# Metal fencing panels



## ACinATX (Sep 12, 2018)

Can I get some opinions on using those metal fencing panels? I know people use them to make round pens and also to fence off small paddocks. Are they not cost-efficient for larger projects? I believe they don't need holes put in the ground, right? Are they fairly easy to install, if one had two adults of normal size and strength, or do they require like two strong men?


----------



## COWCHICK77 (Jun 21, 2010)

In my opinion it depends on what you're fencing in or out, how permanent you intend it to be and how big.
You can buy panels in varying degrees of length, height, number of rails, gauge of pipe used to build them(which determines weight and strength).

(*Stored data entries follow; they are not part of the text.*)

PR #3592, opened 2026-08-31
tests: reject unknown comparison descriptor fields at load

danish9039:
## What this does

Follow-up to the descriptor harness ([#3577](https://github.com/kubeflow/community-distribution/pull/3577)), closing the five findings of its final Copilot review ([review 5067507448](https://github.com/kubeflow/community-distribution/pull/3577#pullrequestreview-5067507448)). A comparison descriptor decides what is compared, so a misspelled field must fail at load, not be silently replaced by a default.

- **Unknown fields are rejected at three levels**: the descriptor top level, each scenario, and each `ignoredLabels` entry. Previously `helmUsesKustomizeNameHash:` or `excludeKind:` loaded and were ignored.
- **Action values are typed**: `ignorePodTemplateAnnotations` and `compareDataAsYaml` must be non-empty lists of keys. Previously a boolean raised `TypeError` at comparison time and a scalar string was iterated character by character.
- **A declared scenario `values` file must exist in the chart.**
- **`helmOnlyResources` patterns now match with per-segment `*` wildcards**, through the same `resource_matches` used by `knownDifferences`, as `tests/README.md` already documents. Previously the mapping was exact string membership.
- `helmOnlyResources` patterns get the same shape validation (`Kind/name` or `Kind/namespace/name`) as every other pattern family.

## Verification

- `python3 tests/run_helm_kustomize_comparison.py all` — all eleven components, every scenario, green under Helm 4.2.2: every shipping descriptor loads under the stricter rules.
- `python3 tests/comparison_descriptors_test.py` — 24 tests, including new guards for each rejection.
- `python3 tests/helm_kustomize_compare_test.py` (both invocation forms) — includes a new wildcard-matching test.
- `black --check tests/`, `git diff --check` clean.

### DIFF
--- a/tests/run_helm_kustomize_comparison.py
+++ b/tests/run_helm_kustomize_comparison.py
@@ -80,15 +80,33 @@ def _validate_pattern(path, family, pattern):
         )
 
 
+def _reject_unknown_fields(path, context, mapping, allowed):
+    unknown = set(mapping) - allowed
+    if unknown:
+        raise ValueError(
+            f"{path}: unknown {context} fields: {', '.join(sorted(unknown))}"
+        )
+
+
 def _validate_allowances(path, descriptor):
     """Reject malformed declared allowances at load, not at comparison time."""
     for entry in descriptor.get("ignoredLabels") or []:
         _validate_reason(path, "ignoredLabels", entry)
+        _reject_unknown_fields(
+            path, "ignoredLabels", entry, {"reason", "keys", "podTemplates"}
+        )
         keys = entry.get("keys")
-        if not isinstance(keys, list) or not keys:
+        if (
+            not isinstance(keys, list)
+            or not keys
+            or not all(isinstance(key, str) and key for key in keys)
+        ):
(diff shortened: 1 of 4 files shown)


tests/run_helm_kustomize_comparison.py
```diff
@@ -157,6 +203,25 @@ def load_descriptor(path):
...
+        )
+        if "values" in scenario:
+            values = scenario["values"]
+            chart_directory = path.parent.parent.resolve()
+            if not isinstance(values, str) or not values:
+                raise ValueError(
+                    f"{path}: scenario {name!r} values must be a non-empty path in the chart"
+                )
+            values_path = (chart_directory / values).resolve()
+            if not values_path.is_relative_to(chart_directory) or not values_path.is_file():
```
juliusvonkohout:
```suggestion
            if (
                not values_path.is_relative_to(chart_directory)
                or not values_path.is_file()
            ):
```

PR #3613, opened 2026-09-21
helm: support generated charts without custom resource definitions

danish9039:
Components such as Models UI and Hub have no custom resource definitions, but the shared generator currently rejects their empty CRD output. Add an explicit `crds_payload_filename=None` configuration that emits only the resource payload and fails if the source unexpectedly introduces a CRD. Existing components retain the strict default.

Validation: 28 shared-generator tests and 13 freshness tests pass; focused pre-commit checks pass. Tests cover resource-only generation, unexpected definitions and an empty resource payload.


danish9039:
@juliusvonkohout for review , very small change needed for charts

danish9039:
Implemented through the Models UI stack merged in https://github.com/kubeflow/community-distribution/pull/3614 (https://github.com/kubeflow/community-distribution/commit/541f9a6ed4711e3fd2d7171cb598a173680cf077). Closing this duplicate proposal; remaining review corrections will use focused follow-up pull requests.

PR #3615, opened 2026-09-21
helm: add generated Knative Serving chart

danish9039:
Add a co-located Knative Serving chart generated from the distribution's patched Serving/net-istio v1.23.0 baseline. One release establishes retained CRDs, then controllers/webhooks, then the two self-API consumers. It owns a retained component Namespace and stores release history in `kubeflow`; existing Istio gateway ownership stays with the Istio release.

This pull request carries [aggregated-role prerequisite #3609](https://github.com/kubeflow/community-distribution/pull/3609). Component-only review range: `0d7addecb0c034ffdc482c7ec11d5d71187fe422..033bc057e8deab75db428b28737c4b22d161f6b5`. Rebase after that prerequisite merges.

The initial integration run exposed a separate admission-webhook ownership conflict. Two checked chart-side patches now omit only the rules that Knative's webhook controllers replace. The distribution overlay stays unchanged. The comparison requires Helm to omit those exact fields and compares everything else; raw baseline regression covers all 81 objects. Installation proves admission defaulting and rejection with restricted-Pod-Security-compatible server-side dry runs before creating consumers. The lifecycle flow repeats this check after upgrades and rollback. The README documents bootstrap maintenance and pre-fix revision recovery.

Validation: eight chart/installer tests, 31 comparator tests, 33 descriptor tests, partition/freshness checks, parity, release storage size, lint and formatting pass. Full Helm integration includes routed-response/JWT checks, upgrades, rollback and retained-object recovery. All 29 checks passed at `033bc057`, including [the full Helm integration run](https://github.com/kubeflow/community-distribution/actions/runs/35627265263/job/106424576393). Cross-version schema downgrade is not claimed. Migration Jobs remain explicit administrative steps.


danish9039:
@juliusvonkohout for review. This depends on https://github.com/kubeflow/community-distribution/pull/3609.

PR #136, opened 2017-08-12
added DevPoint Labs to code school yml file

nightwing891:
# Description of changes
add DevPoint Labs to the VA approved section of the site. Also if we can use this logo attach below on it, that would be great.

Thanks

dpl_logo


kylemh:
I've approved this, but I'm not certain if the changes need to manually updated against our database, so I'll leave it to @rickr for the merge.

The arena at my old house was big heavy 16' panels with railroad tie posts to keep them up right and strong enough to hold cattle and horses. 
Even using panels in temporary situations I use t-posts to hold them in place. (Using smooth wire to wire the panels at the panel joint to the post)
And especially if you plan to use them as a straight fence line you'll need something to hold them up. You can zig zag them or use a panel perpendicular every few panels to hold them up but then you're wasting available footage from your panels. But still an option if the ground doesn't allow you to pound a post in or dig a post hole and you have the panels to spare. 
Horses and cattle like to rub on them and they do move, keep that in mind.


----------



## ACinATX (Sep 12, 2018)

I am still trying to figure out the setup of my new barn. The barn already exists, and it's a good barn overall, but it needs some modifications, and I was thinking it would be nice to have the ability to create a run off one of the stalls in case anyone ever needed to be on stall rest. I am not sure if I would want the runs to be permanent or not. I guess even if they were permanent, or semi-permanent, this would probably be a decent solution. I could attach the panels to the barn, use the connectors at the corners, and then attach the other point to the barn. But unlike permanent (wooden) fencing, I could take it down and set it up somewhere else if I wanted. At least that's what I'm thinking.


----------



## horselovinguy (Oct 1, 2013)

A very expensive way to fence a area in....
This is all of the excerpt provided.